•The Supreme Court hears arguments today from the Biden administration and by abortion providers in their effort to strike down Texas S.B. 8, which relies on private individuals to enforce the law. It restricts most abortions after the sixth week of pregnancy.
•The United Nations’ two-day COP26 climate conference has begun in Glasgow, Scotland, without China and Russia. World leaders from the G-20 industrialized nations met over the weekend without a specific deal on emission cuts, WSJ reports.
•Jury selection begins today in Kenosha, Wisconsin, for the trial of Kyle Rittenhouse, who is accused of shooting three protesters after police shot a Black resident last summer. Rittenhouse, who was 17 at the time and drove to Kenosha from nearby Antioch, Illinois, will claim self-defense, according to his attorneys.

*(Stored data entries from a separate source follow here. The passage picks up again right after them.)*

PR #892, opened 2026-08-30
fix(server): validate audit pagination and wrap response in envelope

### LINKED ISSUE #881: Audit endpoint: unwrapped response shape + unvalidated pagination
## Problem
`apps/server/src/api/v1/audit/controller.ts:11-19` has two problems in one small handler:

1. **No response envelope.** `return res.json(result)` (line 16) sends the BL result raw, skipping the `{ success, data }` shape every other endpoint uses, and the error path (line 19) returns `{ error: 'Failed to fetch audit logs' }` with no `success: false`. Clients can't branch on `success` for this one endpoint.

2. **Unvalidated pagination.** `parseInt(req.query.page as string) || 1` and `parseInt(req.query.pageSize as string) || 20` (lines 11-12) accept negatives, and nothing caps `pageSize` — `?pageSize=1000000` pulls the whole audit table into memory. `audit/router.ts:6` adds no validation either.

## Suggested fix
Add a small zod schema (`apps/server/src/api/v1/alerts/models.ts` has good neighbours to copy, e.g. `AlertListQueryParamsSchema`) with roughly `page: z.coerce.number().int().min(1)` and `pageSize: z.coerce.number().int().min(1).max(100)`, parse it in the handler, and return `{ success: true, data: result }` / `{ success: false, error: ... }` like the sibling controllers.

*(easy)*

ajayraho:
## Issue Reference
Closes #881

## What Was Changed
- Added `AuditListQueryParamsSchema` (Zod) to validate `page`/`pageSize` on GET /api/v1/audit
- Wrapped the endpoint's response in the standard `{ success, data }` / `{ success: false, error }` envelope
- Updated `Settings.tsx` audit log table to read the new envelope shape
- Extended `audit.test.ts` and fixed `action-audit.test.ts` (both hit this endpoint) for the new response shape, plus added tests for invalid page/pageSize

## Why Was It Changed
The audit endpoint returned raw data instead of the app's standard response envelope, and accepted unvalidated pagination params (negative page, unbounded pageSize). This also required updating the one client call site still reading the raw shape, since the response format change is breaking.

## Screenshots
N/A : backend/API change, no UI changes.

## Additional Context
Tests updated per maintainer guidance on the issue thread. I wasn't able to run the test suite locally due to a native-module build issue in my environment — CI should confirm; happy to fix anything it flags.

## Summary by CodeRabbit

- **Bug Fixes**
  - Updated audit log loading to support the standardized success response format.
  - Improved handling of missing or invalid audit log data and API errors.
  - Added validation for pagination values, including valid page ranges and page-size limits.
  - Invalid pagination requests now return clear client errors instead of being silently defaulted.

- **Tests**
  - Expanded coverage for response formatting, default pagination, and invalid pagination parameters.

### DIFF
--- a/apps/client/src/pages/Settings.tsx
+++ b/apps/client/src/pages/Settings.tsx
@@ -710,9 +710,9 @@ const AuditLogTable: React.FC = () => {
 
 		auditApi.getAuditLogs(page, pageSize).then((res) => {
 			if (mounted) {
-				if (res && Array.isArray(res.logs)) {
-					setLogs(res.logs);
-					setTotal(res.total || 0);
+				if (res?.success && res.data && Array.isArray(res.data.logs)) {
+					setLogs(res.data.logs);
+					setTotal(res.data.total || 0);
 					setError(null);
 				} else {
 					setError(res?.error || 'Failed to fetch audit logs');
--- a/apps/server/src/api/v1/audit/controller.ts
+++ b/apps/server/src/api/v1/audit/controller.ts
@@ -1,6 +1,8 @@
 import { Request, Response } from 'express';
 import { AuditBL } from '../../../bl/audit/audit.bl';
 import { Logger } from '@OpsiMate/shared';
+import { AuditListQueryParamsSchema } from './models';
+import { isZodError } from '../../../utils/isZodError.ts';
 
 const logger = new Logger('api/v1/audit/controller');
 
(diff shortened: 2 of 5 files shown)


idanlodzki:
Reviewed and verified this end to end — nice work, and thanks for taking the client half seriously. The envelope change and the `Settings.tsx` call-site update landing together is exactly right; that's what keeps the audit table from breaking.

Verified independently of CI: server 312/312, client 242/242, client typecheck clean, and no conflict with #890 (which also touches `AuditLogTable` — the two auto-merge). Ran every validation path against a live instance:

```
no params (defaults)          200  success=True  logs=7 total=7
page=1&pageSize=3             200  success=True  logs=3 total=7
page=3&pageSize=3             200  success=True  logs=1 total=7
page=0 / page=-1              400  Validation error
pageSize=0 / 1000000 / 101    400  Validation error
pageSize=100 (at cap)         200  success=True
page=abc / page=1.5           400  Validation error
```

Cap boundary is exact, and 100 is safely above the UI — the Items-per-page selector only offers 5/10/15/20. The `isZodError` import style and the `{ success: false, error: 'Validation error', details: error.issues }` shape are byte-identical to the `alerts` and `ai` controllers, so this slots into the existing convention rather than inventing one.

Worth noting two things this fixes that weren't in the issue: `useAuditLogs.ts` was already written against the envelope, and the MSW playground mock already returned it — so the playground audit table was broken before this and works now.

**I pushed one commit to your branch** (`10989fcd`) rather than send you round again for it.

`should default to page 1 / pageSize 20` wasn't testing the default. It asserted `logs.length <= 20` against a table the preceding tests empty, so it passed on zero rows regardless. I confirmed by mutation — changing the schema default from 20 to 3 left the entire audit suite green, so nothing anywhere pinned it:

```
pageSize: ...max(100).optional().default(3)
→ audit.test.ts + action-audit.test.ts: 16/16 still passing
```

Your comment on the test ("No way to observe page/pageSize directly") is the thing to push back on — there is, you just need more than a page of rows. It now seeds 25, then asserts `total === 25`, exactly 20 returned, and that the slice is page 1 (newest row present, 21st absent). Re-ran under mutation: defaults of both 3 and 50 fail it now.

That's the general habit worth taking from this — when a test can't fail, it isn't coverage. Mutating the value under test is the cheapest way to find out.

No action needed from you; I'll merge once CI is green on the new head.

Closing in on Budget Reconciliation Deal? – Democrats in the Senate and the House of Representatives came close to a deal with the White House last weekend on prescription drug prices that would allow some Medicare negotiations with pharmaceutical companies, Politico reports. But passage of the $1.75 trillion Build Back Better budget reconciliation bill is not likely to happen in time for Tuesday’s Virginia gubernatorial election.
Note: By now it seems Democrats may be resolved to Republican Virginia gubernatorial candidate Glenn Youngkin being just about even in the polls with Democratic candidate Terry McAuliffe, and that the BBB and bipartisan infrastructure bills won’t help. We’re also betting none of this will get a vote until after Thanksgiving break, just in time to take up the debt limit as well.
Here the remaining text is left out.